Your task: Search the data below for the string "emailsmtpssl". Extract every line that contains it.
------ Supplied entries
PR #1807, opened 2021-03-18
Fixed issue: wrong port and TLS description in bounce email/smtp settings

ViliusS:
Dev: As per imap_open() manual {hostname/ssl} could be actually both SSL or implicit TLS connection depending on PHP configuration/version, which almost always uses standard IMAPS/POP3S ports. And {hostname/tls} means that a client requires a server to allow STARTTLS which usually runs on the same port as plain text IMAP/POP3. Make sure we won't set wrong port here if an administrator didn't specify one.

Dev: The same goes for SMTP connection and PHPMailer library. If "tls" is specified the SMTPSecure option in the library initiates STARTTLS support not the implicit TLS connection, see https://github.com/PHPMailer/PHPMailer/blob/master/src/PHPMailer.php#L2024

Dev: While at it, inform administrators that not using SSL/TLS or StartTLS makes a connection very insecure.

Dev: Also, make values lowercase as most of their default options in the code are lowercase.

Backport of PR #1639 to LTS-3.x branch.

### DIFF
--- a/application/views/admin/global_settings/_bounce.php
+++ b/application/views/admin/global_settings/_bounce.php
@@ -59,7 +59,7 @@
                 'name' => 'bounceencryption',
                 'value'=> strtolower(getGlobalSetting('bounceencryption')),
                 'selectOptions'=>array(
-                "off"=>gT("Off (insecure)",'unescaped'),
+                "off"=>gT("Off (unsafe)",'unescaped'),
                 "ssl"=>"SSL/TLS",
                 "tls"=>"StartTLS"
                 )
--- a/application/views/admin/global_settings/_bounce.php
+++ b/application/views/admin/global_settings/_bounce.php
@@ -57,11 +57,11 @@
     <div class="">
         <?php $this->widget('yiiwheels.widgets.buttongroup.WhButtonGroup', array(
                 'name' => 'bounceencryption',
-                'value'=> getGlobalSetting('bounceencryption') ,
+                'value'=> strtolower(getGlobalSetting('bounceencryption')),
                 'selectOptions'=>array(
-                "off"=>gT("Off",'unescaped'),
-                "SSL"=>"SSL",
-                "TLS"=>"TLS"
+                "off"=>gT("Off (insecure)",'unescaped'),
+                "ssl"=>"SSL/TLS",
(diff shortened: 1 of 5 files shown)


application/views/admin/global_settings/_email.php
```diff
@@ -61,9 +61,9 @@
             'name' => 'emailsmtpssl',
             'value'=> getGlobalSetting('emailsmtpssl') ,
             'selectOptions'=>array(
-                ""=>gT("Off",'unescaped'),
-                "ssl"=>gT("SSL",'unescaped'),
-                "tls"=>gT("TLS",'unescaped')
+                ""=>gT("Off (insecure)",'unescaped'),
```
c-schmitz, line 64: "insecure" is wrong - should be 'unsafe' -same for other occurences.

application/views/admin/global_settings/_bounce.php
```diff
@@ -57,11 +57,11 @@
     <div class="">
         <?php $this->widget('yiiwheels.widgets.buttongroup.WhButtonGroup', array(
                 'name' => 'bounceencryption',
-                'value'=> getGlobalSetting('bounceencryption') ,
+                'value'=> strtolower(getGlobalSetting('bounceencryption')),
                 'selectOptions'=>array(
-                "off"=>gT("Off",'unescaped'),
-                "SSL"=>"SSL",
-                "TLS"=>"TLS"
+                "off"=>gT("Off (insecure)",'unescaped'),
```
c-schmitz, line 62: Same here

c-schmitz (changes requested):

application/views/admin/global_settings/_email.php
ViliusS: I understand that 'unsafe' could be more precise language wise, but term 'insecure' is now considered acceptable in IT security, see https://en.wikipedia.org/wiki/Transport_Layer_Security#Cipher

Also, this is inline how it looks in LS4. If you still think it is worth changing, I will make additional commit.

c-schmitz: I fixed it for LS4 already, please change it here, too.

ViliusS: Done.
------------
Output for this exercise:
             'name' => 'emailsmtpssl',
             'value'=> getGlobalSetting('emailsmtpssl') ,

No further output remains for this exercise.